## Entries shown
________________________

PR #1962, opened 2022-11-26
Release/v2.1.1

VisualMelon:
Proposal for 2.1.1 release: includes bug fixes, security fixed, and a couple of tiny features.

Reverted the targets so that we don't change the release targets for the point release. Will re-apply the reverted commit after the release.

Pushed the core packages to https://www.myget.org/feed/Packages/melonoxyplottesting for testing...

@oxyplot/admins


VisualMelon:
Not off to a great start: pushed the wrong package to nuget for OxyPlot-core by accident (now unlisted) and having trouble running the tests... may need to bump NUnit.

Issue #1419, opened 2019-11-03
Hit testing for axes


objorke:
Add support for hit-testing on axes

objorke:
See #1415

objorke:
@silviubogan You have implemented this in your fork, can you create a PR for this change only?

https://github.com/oxyplot/oxyplot/pull/1415/files#diff-2c8edecb3bf6753459205e53722c4c22R1758

silviubogan:
@objorke I think it works (I just copied and pasted existing code) although I did not test [the code](https://github.com/silviubogan/oxyplot/commit/1e6738f33b7a46eb38a1d5c26f43fc1961b266a6), a reason for this is that I do not know for what hit testing for axes will be used excepting tooltips. Please let me know if you agree with the creation of the pull request based on the commit from the link above. Thank you.

objorke:
I would prefer if the hit testing code was in the `Axis` class, and not the `PlotModel`, similar to the `Series` and `Annotations`. I think the `GetAxesFromPoint` has slightly different usage (it is used for zoom and pan handlers I think) where it also needs to find axes when clicking inside the "plot area". I would prefer not adding the overload on `GetAxesFromPoint`.

Yes, tooltips is probably the first need for hit testing on axes, but I think it can also be useful if you have a user interface where you can click on an axis to select it and edit min/max values.

silviubogan:
@objorke I think I have remade it in the way you suggested. There is [just one commit](https://github.com/silviubogan/oxyplot/commit/31449bd0ce5c07d17b2eb3b414d015db551e3da5). I have also tested it with [this *example*](https://gist.github.com/silviubogan/027519a356c90265e79e8b98f30df32e). Please let me know if I can make the PR (I will include the *example* in the PR only if you suggest this). Thank you.

objorke:
Can you create a branch and include both the example and the changes?

Do we need to add all the position tier logic in the hit test code? can the axis simply keep a bounds rectangle (that it updates during rendering) that we can check against? 
I think the hit test code could be something like "return this.axisBounds is not empty && this.axisBounds 
 contains args.Point"

silviubogan:
@objorke 

> Can you create a branch and include both the example and the changes?

Yes.

> Do we need to add all the position tier logic in the hit test code?

No.

> can the axis simply keep a bounds rectangle (that it updates during rendering) that we can check against?
> I think the hit test code could be something like "return this.axisBounds is not empty && this.axisBounds
[...]

PR #1966, opened 2022-12-06
Add AxisArea, AxisLineArea and AxisTitleArea property in Axis class (…

### LINKED ISSUE #1949: Axis area and the axis title area property in axis class
Hi,

I'm building an WPF application for analyzing measurement data. The frontend used OxyPlot to display the data. The user is able to select any part of the plot to change the properties over the suitable controls in the menu bar. By selecting a plot part (i.e. series, legends, annotations) it is highlighted with a dotted border with a padding. I can select almost everything but the axes, as the axes area seams not to be captured as area? Or am I blind? :-)

### Feature description

It would help to have a area property in the axis class for the axis area and the axis title area to be able to check a screenpoint is within.

Best regards
Chris

ChrisCC6:
Fixes #1949  .

### Checklist

- Add AxisArea, AxisLineArea and AxisTitleArea property in Axis class (#1949)
- Implement setting added area properties in axis renderer classes HorizontalAndVerticalAxisRenderer, AngleAxisRenderer and MagnitudeAxisRenderer
- Add OxyCircle and OxyAnnulus class
- Add IShape interface for OxyRect, OxyCircle and OxyAnnulus
- Add Union function to OxyRect class

@oxyplot/admins

### DIFF
--- a/Source/Examples/ExampleLibrary/Axes/AxisAreaExample.cs
+++ b/Source/Examples/ExampleLibrary/Axes/AxisAreaExample.cs
@@ -1,0 +1,158 @@
+﻿using OxyPlot;
+using OxyPlot.Axes;
+using OxyPlot.Series;
+using System;
+using System.Collections.Generic;
+using System.Linq;
+using System.Text;
+
+namespace ExampleLibrary.Axes
+{
+    [Examples("AxisArea"), Tags("Axes")]
+    public class AxisAreaExample
+    {
+        [Example("AxisArea LinearAxis")]
+        public static PlotModel AxisAreaLinearAxis()
+        {
+            var model = GetLinearAxisPlotModel();
+            model.Annotations.Add(new RenderingCapabilities.DelegateAnnotation(context =>
+            {
+                foreach (var axis in model.Axes)
+                {
+                    context.DrawRectangle((OxyRect)axis.AxisArea, OxyColors.Undefined, OxyColor.FromAColor(128, OxyColors.Red), 1, EdgeRenderingMode.Automatic);
+                    context.DrawRectangle((OxyRect)axis.TitleArea, OxyColors.Undefined, OxyColor.FromAColor(128, OxyColors.Green), 1, EdgeRenderingMode.Automatic);
+                    context.DrawRectangle((OxyRect)axis.AxisLineArea, OxyColors.Undefined, OxyColor.FromAColor(128, OxyColors.Blue), 1, EdgeRenderingMode.Automatic);
+                }
+            }));
+            // Subscribe to the mouse down event on the line series
+            model.MouseDown += (s, e) =>
+            {
+                ResetAxesFormat(model);
+                if (e.ChangedButton == OxyMouseButton.Left)
+                {
+                    if (model.Axes.SingleOrDefault(axis => axis.TitleArea.Contains(e.Position.X, e.Position.Y)) is Axis clickedAxis1)
+                    {
+                        clickedAxis1.TitleFontWeight = 800;
+                        clickedAxis1.TitleColor = OxyColor.FromAColor(255, OxyColors.Purple);
+                    }
+                    else if (model.Axes.SingleOrDefault(axis => axis.AxisLineArea.Contains(e.Position.X, e.Position.Y)) is Axis clickedAxis2)
+                    {
+                        clickedAxis2.FontWeight = 800;
+                        clickedAxis2.TextColor = OxyColor.FromAColor(255, OxyColors.Purple);
+                    }
+                    else if (model.Axes.SingleOrDefault(axis => axis.AxisArea.Contains(e.Position.X, e.Position.Y)) is Axis clickedAxis3)
+                    {
+                        clickedAxis3.FontWeight = 800;
+                        clickedAxis3.TitleFontWeight = 800;
+                        clickedAxis3.TitleColor = OxyColor.FromAColor(255, OxyColors.Purple);
+                        clickedAxis3.TextColor = OxyColor.FromAColor(255, OxyColors.Purple);
+                    }
+                }
+                model.InvalidatePlot(false);
+            };
+            return model;
+        }
+
+        [Example("AxisArea AngleAxis")]
+        public static PlotModel AxisAreaAngleAxis()
+        {
+            var model = GetAngleAxisPlotModel();
+            model.Annotations.Add(new RenderingCapabilities.DelegateAnnotation(context =>
+            {
+                context.DrawRectangle((OxyRect)model.Axes[1].AxisArea, OxyColors.Undefined, OxyColor.FromAColor(255, OxyColors.Red), 1, EdgeRenderingMode.Automatic);
+                var annulus = (OxyAnnulus)model.Axes[0].AxisArea;
+                context.DrawCircle(annulus.Center, annulus.InnerRadius, OxyColors.Undefined, OxyColor.FromAColor(255, OxyColors.Blue), 1, EdgeRenderingMode.Automatic);
+                context.DrawCircle(annulus.Center, annulus.OuterRadius, OxyColors.Undefined, OxyColor.FromAColor(255, OxyColors.Blue), 1, EdgeRenderingMode.Automatic);
+            }));
+                // Subscribe to the mouse down event on the line series
+            model.MouseDown += (s, e) =>
+            {
+                ResetAxesFormat(model);
+                if (e.ChangedButton == OxyMouseButton.Left)
+                {
+                    if (model.Axes.SingleOrDefault(axis => axis.TitleArea.Contains(e.Position.X, e.Position.Y)) is Axis clickedAxis1)
+                    {
+                        clickedAxis1.TitleFontWeight = 800;
+                        clickedAxis1.TitleColor = OxyColor.FromAColor(255, OxyColors.Purple);
+                    }
+                    else if (model.Axes.SingleOrDefault(axis => axis.AxisLineArea.Contains(e.Position.X, e.Position.Y)) is Axis clickedAxis2)
+                    {
+                        clickedAxis2.FontWeight = 800;
+                        clickedAxis2.TextColor = OxyColor.FromAColor(255, OxyColors.Purple);
+                    }
+                    else if (model.Axes.SingleOrDefault(axis => axis.AxisArea.Contains(e.Position.X, e.Position.Y)) is Axis clickedAxis3)
+                    {
+                        clickedAxis3.FontWeight = 800;
+                        clickedAxis3.TitleFontWeight = 800;
+                        clickedAxis3.TitleColor = OxyColor.FromAColor(255, OxyColors.Purple);
+                        clickedAxis3.TextColor = OxyColor.FromAColor(255, OxyColors.Purple);
+                    }
+                }
+                model.InvalidatePlot(false);
+            };
+            return model;
+        }
+
+        private static void ResetAxesFormat(PlotModel model)
+        {
+            foreach (var axis in model.Axes)
+            {
+                axis.TitleFontWeight = 400;
+                axis.FontWeight = 400;
+                axis.TitleColor = OxyColor.FromAColor(255, OxyColors.Black);
+                axis.TextColor = OxyColor.FromAColor(255, OxyColors.Black);
+            }
+        }
+
+        private static PlotModel GetLinearAxisPlotModel()
+        {
+            var model = new PlotModel();
+            model.Axes.Add(new LinearAxis { Maximum = 36, Minimum = 0, Title = "km/h" });
+            model.Axes.Add(new LinearAxis { Maximum = 10, Minimum = 0, Position = AxisPosition.Right, Title = "m/s" });
+            model.Axes.Add(new LinearAxis
+            {
+                Maximum = 10,
+                Minimum = 0,
+                Position = AxisPosition.Bottom,
+                Title = "meter"
+            });
+            model.Axes.Add(new LinearAxis
+            {
+                Maximum = 10000,
+                Minimum = 0,
+                Position = AxisPosition.Top,
+                Title = "millimeter"
+            });
+            return model;
+        }
+
+        private static PlotModel GetAngleAxisPlotModel()
+        {
+            var model = new PlotModel
+            {
+                PlotType = PlotType.Polar,
+                PlotAreaBorderThickness = new OxyThickness(0),
+            };
+            model.Axes.Add(
+                new AngleAxis
+                {
+                    MajorStep = Math.PI / 4,
+                    MinorStep = Math.PI / 16,
+                    MajorGridlineStyle = LineStyle.Solid,
+                    MinorGridlineStyle = LineStyle.Solid,
+                    FormatAsFractions = true,
+                    FractionUnit = Math.PI,
+                    FractionUnitSymbol = "π",
+                    Minimum = 0,
+                    Maximum = 2 * Math.PI
+                });
+            model.Axes.Add(new MagnitudeAxis
+            {
+                MajorGridlineStyle = LineStyle.Solid,
+                MinorGridlineStyle = LineStyle.Solid,
+            });
+            model.Series.Add(new FunctionSeries(t => t, t => t, 0, Math.PI * 6, 0.01));
+            return model;
+        }
+    }
+}
--- a/Source/Examples/WPF/WpfExamples/App.xaml
+++ b/Source/Examples/WPF/WpfExamples/App.xaml
@@ -1,7 +1,7 @@
 ﻿<Application x:Class="WpfExamples.App"
              xmlns="http://schemas.microsoft.com/winfx/2006/xaml/presentation"
              xmlns:x="http://schemas.microsoft.com/winfx/2006/xaml"
-             StartupUri="MainWindow.xaml">
+             StartupUri="Examples/AxisAreaDemo/MainWindow.xaml">
     <Application.Resources>
          
     </Application.Resources>
--- a/Source/OxyPlot/Axes/Axis.cs
+++ b/Source/OxyPlot/Axes/Axis.cs
@@ -133,6 +133,10 @@ namespace OxyPlot.Axes
 
             this.DataMaximum = double.NaN;
             this.DataMinimum = double.NaN;
+
+            this.TitleArea = new EmptyShape();
+            this.AxisArea = new EmptyShape();
+            this.AxisLineArea = new EmptyShape();
         }
 
         /// <summary>
--- a/Source/OxyPlot/Axes/Axis.cs
+++ b/Source/OxyPlot/Axes/Axis.cs
@@ -641,17 +641,17 @@ namespace OxyPlot.Axes
         /// <summary>
         /// The area of the axis in screen coordinates.
         /// </summary>
-        public IOxyRegion AxisArea { get; internal set; }
+        public IOxyRegion AxisArea { get; internal protected set; }
 
         /// <summary>
         /// The area of the axis line in screen coordinates.
         /// </summary>
-        public IOxyRegion AxisLineArea { get; internal set; }
+        public IOxyRegion AxisLineArea { get; internal protected set; }
 
         /// <summary>
         /// The area of the axis title in screen coordinates.
         /// </summary>
-        public IOxyRegion TitleArea { get; internal set; }
+        public IOxyRegion TitleArea { get; internal protected set; }
 
         /// <summary>
         /// Gets or sets the position tier max shift.
--- a/Source/OxyPlot/Axes/Axis.cs
+++ b/Source/OxyPlot/Axes/Axis.cs
@@ -635,6 +635,21 @@ namespace OxyPlot.Axes
         public OxyThickness DesiredMargin { get; protected set; }
 
         /// <summary>
+        /// The area of the axis in screen coordinates.
+        /// </summary>
+        public IShape AxisArea { get; internal set; }
+
+        /// <summary>
+        /// The area of the axis line in screen coordinates.
+        /// </summary>
+        public IShape AxisLineArea { get; internal set; }
+
+        /// <summary>
+        /// The area of the axis title in screen coordinates.
+        /// </summary>
+        public IShape TitleArea { get; internal set; }
+
+        /// <summary>
         /// Gets or sets the position tier max shift.
         /// </summary>
         internal double PositionTierMaxShift { get; set; }
--- a/Source/OxyPlot/Axes/Axis.cs
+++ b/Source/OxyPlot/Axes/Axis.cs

________________________

## Task objective
Using only the entries above, output the line with "-641,17 +641,17 @@ namespace OxyPlot.Axes", the line with "-635,6 +635,21 @@ namespace OxyPlot.Axes", and all lines between them, exactly as they stand.

## Task solution
@@ -641,17 +641,17 @@ namespace OxyPlot.Axes
         /// <summary>
         /// The area of the axis in screen coordinates.
         /// </summary>
-        public IOxyRegion AxisArea { get; internal set; }
+        public IOxyRegion AxisArea { get; internal protected set; }
 
         /// <summary>
         /// The area of the axis line in screen coordinates.
         /// </summary>
-        public IOxyRegion AxisLineArea { get; internal set; }
+        public IOxyRegion AxisLineArea { get; internal protected set; }
 
         /// <summary>
         /// The area of the axis title in screen coordinates.
         /// </summary>
-        public IOxyRegion TitleArea { get; internal set; }
+        public IOxyRegion TitleArea { get; internal protected set; }
 
         /// <summary>
         /// Gets or sets the position tier max shift.
--- a/Source/OxyPlot/Axes/Axis.cs
+++ b/Source/OxyPlot/Axes/Axis.cs
@@ -635,6 +635,21 @@ namespace OxyPlot.Axes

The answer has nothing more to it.